WHAT NEEDS TO BE DONE: Although the data below holds other lines too, output only those from the line with "PR #50, opened 2021-09-14" up to and including the line with "- Separate API", exactly as they appear.

[Extracted data entries]
⟨

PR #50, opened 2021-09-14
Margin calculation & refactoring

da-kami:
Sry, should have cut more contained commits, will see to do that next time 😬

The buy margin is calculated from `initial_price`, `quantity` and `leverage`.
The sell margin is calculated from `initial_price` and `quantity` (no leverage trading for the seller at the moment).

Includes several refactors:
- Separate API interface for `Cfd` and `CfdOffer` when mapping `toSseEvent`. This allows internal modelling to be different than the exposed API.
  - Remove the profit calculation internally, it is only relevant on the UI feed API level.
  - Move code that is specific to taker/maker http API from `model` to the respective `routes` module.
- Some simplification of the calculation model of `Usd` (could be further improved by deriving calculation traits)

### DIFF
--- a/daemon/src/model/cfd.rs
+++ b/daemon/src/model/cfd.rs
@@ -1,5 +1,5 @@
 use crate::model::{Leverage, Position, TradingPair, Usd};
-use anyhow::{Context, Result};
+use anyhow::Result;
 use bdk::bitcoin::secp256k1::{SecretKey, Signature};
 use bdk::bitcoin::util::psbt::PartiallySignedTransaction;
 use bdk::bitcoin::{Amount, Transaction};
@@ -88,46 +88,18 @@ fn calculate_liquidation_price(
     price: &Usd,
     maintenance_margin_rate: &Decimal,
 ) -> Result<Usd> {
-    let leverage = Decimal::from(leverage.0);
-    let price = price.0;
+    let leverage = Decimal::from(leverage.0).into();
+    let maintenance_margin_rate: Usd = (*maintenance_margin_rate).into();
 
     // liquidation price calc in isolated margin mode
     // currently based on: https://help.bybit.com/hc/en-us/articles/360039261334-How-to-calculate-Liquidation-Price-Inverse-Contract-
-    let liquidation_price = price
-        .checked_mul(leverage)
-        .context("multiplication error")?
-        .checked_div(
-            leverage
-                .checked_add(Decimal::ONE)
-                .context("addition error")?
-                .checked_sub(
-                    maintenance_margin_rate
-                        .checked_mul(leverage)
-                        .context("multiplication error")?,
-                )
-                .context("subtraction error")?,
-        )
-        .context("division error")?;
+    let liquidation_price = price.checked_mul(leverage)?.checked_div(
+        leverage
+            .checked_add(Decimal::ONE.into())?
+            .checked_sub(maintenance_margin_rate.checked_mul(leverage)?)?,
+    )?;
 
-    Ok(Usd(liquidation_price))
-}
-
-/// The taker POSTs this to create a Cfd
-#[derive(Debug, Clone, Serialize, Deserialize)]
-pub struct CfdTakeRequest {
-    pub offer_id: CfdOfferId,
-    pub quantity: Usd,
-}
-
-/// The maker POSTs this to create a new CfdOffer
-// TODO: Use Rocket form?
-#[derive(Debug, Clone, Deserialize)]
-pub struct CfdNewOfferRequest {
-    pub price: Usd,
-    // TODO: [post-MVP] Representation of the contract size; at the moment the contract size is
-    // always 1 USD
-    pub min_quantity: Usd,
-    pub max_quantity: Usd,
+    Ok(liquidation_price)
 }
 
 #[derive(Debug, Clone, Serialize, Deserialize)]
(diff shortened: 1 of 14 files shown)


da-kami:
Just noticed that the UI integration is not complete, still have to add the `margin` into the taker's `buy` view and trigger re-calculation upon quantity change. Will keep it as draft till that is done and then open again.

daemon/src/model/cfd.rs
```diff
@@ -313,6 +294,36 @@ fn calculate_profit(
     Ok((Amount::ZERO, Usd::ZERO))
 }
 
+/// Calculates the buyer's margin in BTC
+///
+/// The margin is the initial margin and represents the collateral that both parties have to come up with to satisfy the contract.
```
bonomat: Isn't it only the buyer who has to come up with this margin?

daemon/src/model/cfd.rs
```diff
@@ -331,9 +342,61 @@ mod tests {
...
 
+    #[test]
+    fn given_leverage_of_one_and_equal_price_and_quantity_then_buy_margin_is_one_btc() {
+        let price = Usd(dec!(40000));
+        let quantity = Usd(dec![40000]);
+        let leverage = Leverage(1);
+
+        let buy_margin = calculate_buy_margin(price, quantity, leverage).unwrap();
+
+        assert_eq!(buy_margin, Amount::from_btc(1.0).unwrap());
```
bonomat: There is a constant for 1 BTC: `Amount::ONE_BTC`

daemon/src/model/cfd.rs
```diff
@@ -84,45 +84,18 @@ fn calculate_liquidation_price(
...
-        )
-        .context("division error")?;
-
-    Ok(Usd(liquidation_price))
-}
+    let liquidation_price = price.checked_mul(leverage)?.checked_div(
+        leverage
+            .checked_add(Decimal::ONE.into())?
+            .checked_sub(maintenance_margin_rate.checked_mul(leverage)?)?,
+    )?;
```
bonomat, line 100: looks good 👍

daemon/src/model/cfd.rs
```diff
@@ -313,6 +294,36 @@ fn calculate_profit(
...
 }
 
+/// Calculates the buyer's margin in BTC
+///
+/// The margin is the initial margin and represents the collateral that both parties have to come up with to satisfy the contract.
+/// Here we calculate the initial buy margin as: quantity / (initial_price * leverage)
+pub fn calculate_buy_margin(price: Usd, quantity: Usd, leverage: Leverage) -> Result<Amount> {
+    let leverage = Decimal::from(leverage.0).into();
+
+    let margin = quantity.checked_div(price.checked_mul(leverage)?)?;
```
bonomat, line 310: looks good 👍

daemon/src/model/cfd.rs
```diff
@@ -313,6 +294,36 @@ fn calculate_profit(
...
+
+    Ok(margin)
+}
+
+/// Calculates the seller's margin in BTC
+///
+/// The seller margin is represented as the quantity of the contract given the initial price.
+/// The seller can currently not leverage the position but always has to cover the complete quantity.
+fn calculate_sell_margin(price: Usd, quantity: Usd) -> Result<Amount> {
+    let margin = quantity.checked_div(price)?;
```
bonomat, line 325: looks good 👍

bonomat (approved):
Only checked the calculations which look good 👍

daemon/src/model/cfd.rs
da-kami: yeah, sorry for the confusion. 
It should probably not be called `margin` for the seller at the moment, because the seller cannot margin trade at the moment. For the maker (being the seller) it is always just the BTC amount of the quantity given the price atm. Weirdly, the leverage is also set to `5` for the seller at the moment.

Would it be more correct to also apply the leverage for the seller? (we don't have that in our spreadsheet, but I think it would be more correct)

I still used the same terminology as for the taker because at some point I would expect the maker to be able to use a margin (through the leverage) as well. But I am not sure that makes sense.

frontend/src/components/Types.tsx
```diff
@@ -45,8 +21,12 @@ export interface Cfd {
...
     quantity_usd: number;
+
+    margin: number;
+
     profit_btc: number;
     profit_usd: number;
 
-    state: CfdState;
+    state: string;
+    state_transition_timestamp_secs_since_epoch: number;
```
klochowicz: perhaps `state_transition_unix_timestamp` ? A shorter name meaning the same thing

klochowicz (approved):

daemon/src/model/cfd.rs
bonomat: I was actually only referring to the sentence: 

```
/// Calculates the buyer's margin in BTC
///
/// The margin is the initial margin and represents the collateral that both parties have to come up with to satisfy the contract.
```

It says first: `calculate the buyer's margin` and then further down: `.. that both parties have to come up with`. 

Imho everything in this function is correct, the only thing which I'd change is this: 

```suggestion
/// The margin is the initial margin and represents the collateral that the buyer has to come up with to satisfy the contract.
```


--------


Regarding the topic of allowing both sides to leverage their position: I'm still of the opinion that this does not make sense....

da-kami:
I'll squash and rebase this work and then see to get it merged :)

⟩
⟨

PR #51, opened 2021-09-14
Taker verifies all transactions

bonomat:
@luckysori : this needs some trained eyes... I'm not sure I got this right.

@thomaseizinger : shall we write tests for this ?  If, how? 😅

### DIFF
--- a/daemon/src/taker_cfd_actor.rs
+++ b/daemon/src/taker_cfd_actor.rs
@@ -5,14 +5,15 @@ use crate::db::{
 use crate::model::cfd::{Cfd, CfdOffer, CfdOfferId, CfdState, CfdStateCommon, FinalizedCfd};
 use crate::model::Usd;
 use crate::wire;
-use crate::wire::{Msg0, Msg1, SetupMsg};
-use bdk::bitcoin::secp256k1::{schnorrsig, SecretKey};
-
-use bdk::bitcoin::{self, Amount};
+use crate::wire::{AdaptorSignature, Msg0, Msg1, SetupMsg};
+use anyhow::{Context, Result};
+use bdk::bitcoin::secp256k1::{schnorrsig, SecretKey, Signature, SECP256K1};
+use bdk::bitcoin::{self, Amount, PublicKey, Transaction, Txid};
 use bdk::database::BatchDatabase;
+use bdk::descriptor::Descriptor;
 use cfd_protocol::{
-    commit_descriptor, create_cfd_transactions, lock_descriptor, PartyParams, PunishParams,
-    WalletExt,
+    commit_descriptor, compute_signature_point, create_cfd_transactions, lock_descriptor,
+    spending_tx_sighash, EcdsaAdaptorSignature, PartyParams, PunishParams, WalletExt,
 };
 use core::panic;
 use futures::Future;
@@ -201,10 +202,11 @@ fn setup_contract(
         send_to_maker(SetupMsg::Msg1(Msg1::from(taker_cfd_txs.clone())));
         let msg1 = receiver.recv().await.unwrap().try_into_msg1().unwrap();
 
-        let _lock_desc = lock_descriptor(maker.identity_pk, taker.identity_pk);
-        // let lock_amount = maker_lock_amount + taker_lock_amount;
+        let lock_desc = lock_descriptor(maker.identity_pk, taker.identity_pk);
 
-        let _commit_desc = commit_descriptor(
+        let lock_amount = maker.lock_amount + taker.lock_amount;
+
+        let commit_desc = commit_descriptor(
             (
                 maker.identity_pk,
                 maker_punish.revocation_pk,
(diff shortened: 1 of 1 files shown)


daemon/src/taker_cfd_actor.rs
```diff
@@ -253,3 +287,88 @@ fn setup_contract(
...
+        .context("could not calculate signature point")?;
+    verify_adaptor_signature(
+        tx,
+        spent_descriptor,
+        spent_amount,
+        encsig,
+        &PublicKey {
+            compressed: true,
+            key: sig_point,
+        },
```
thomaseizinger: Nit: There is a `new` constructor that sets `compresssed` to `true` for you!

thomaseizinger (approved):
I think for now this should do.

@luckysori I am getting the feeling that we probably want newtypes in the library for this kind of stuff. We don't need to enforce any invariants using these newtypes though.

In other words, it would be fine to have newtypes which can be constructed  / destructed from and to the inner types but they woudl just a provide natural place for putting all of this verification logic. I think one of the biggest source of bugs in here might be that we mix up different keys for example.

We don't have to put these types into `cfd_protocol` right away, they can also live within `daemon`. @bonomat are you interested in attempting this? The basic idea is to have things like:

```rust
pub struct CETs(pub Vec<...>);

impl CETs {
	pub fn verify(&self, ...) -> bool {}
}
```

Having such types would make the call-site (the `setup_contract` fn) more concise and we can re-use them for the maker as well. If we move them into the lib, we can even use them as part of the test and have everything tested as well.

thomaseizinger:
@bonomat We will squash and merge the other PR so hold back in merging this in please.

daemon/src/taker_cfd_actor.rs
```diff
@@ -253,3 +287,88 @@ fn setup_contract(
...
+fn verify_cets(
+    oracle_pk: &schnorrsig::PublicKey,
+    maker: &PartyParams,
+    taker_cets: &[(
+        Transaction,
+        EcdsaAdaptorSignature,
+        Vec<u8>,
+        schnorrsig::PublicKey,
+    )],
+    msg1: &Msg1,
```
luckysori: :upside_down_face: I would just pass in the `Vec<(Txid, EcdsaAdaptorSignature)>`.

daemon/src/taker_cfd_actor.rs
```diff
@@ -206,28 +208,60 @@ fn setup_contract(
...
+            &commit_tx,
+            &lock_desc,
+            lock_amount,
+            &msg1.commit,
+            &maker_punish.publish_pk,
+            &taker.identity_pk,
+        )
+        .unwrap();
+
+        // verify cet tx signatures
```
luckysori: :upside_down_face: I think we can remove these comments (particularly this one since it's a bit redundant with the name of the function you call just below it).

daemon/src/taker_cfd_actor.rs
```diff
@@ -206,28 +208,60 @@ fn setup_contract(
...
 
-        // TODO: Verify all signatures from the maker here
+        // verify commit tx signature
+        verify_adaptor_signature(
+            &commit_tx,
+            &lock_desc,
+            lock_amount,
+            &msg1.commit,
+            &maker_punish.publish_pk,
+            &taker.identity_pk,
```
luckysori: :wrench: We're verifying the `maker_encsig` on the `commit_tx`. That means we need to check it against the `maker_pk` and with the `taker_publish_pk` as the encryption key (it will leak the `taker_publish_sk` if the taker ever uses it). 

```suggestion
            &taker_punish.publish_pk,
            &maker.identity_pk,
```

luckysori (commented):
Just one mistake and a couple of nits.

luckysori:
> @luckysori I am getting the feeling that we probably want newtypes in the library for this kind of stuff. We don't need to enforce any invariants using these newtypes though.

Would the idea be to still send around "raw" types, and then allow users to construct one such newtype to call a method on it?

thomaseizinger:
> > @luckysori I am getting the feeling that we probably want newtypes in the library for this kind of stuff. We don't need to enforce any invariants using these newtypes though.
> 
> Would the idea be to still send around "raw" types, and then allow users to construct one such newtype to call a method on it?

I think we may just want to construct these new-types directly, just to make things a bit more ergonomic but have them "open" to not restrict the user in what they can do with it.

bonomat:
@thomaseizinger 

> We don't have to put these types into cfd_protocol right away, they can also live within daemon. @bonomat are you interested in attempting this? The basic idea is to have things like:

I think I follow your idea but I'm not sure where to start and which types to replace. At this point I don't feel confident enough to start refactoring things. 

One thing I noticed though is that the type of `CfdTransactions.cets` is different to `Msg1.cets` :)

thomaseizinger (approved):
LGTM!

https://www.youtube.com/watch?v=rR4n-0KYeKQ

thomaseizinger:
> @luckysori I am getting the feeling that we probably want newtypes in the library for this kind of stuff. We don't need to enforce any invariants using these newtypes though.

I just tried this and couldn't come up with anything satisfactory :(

⟩

ANSWER TO THIS PROBLEM:
PR #50, opened 2021-09-14
Margin calculation & refactoring

da-kami:
Sry, should have cut more contained commits, will see to do that next time 😬

The buy margin is calculated from `initial_price`, `quantity` and `leverage`.
The sell margin is calculated from `initial_price` and `quantity` (no leverage trading for the seller at the moment).

Includes several refactors:
- Separate API interface for `Cfd` and `CfdOffer` when mapping `toSseEvent`. This allows internal modelling to be different than the exposed API.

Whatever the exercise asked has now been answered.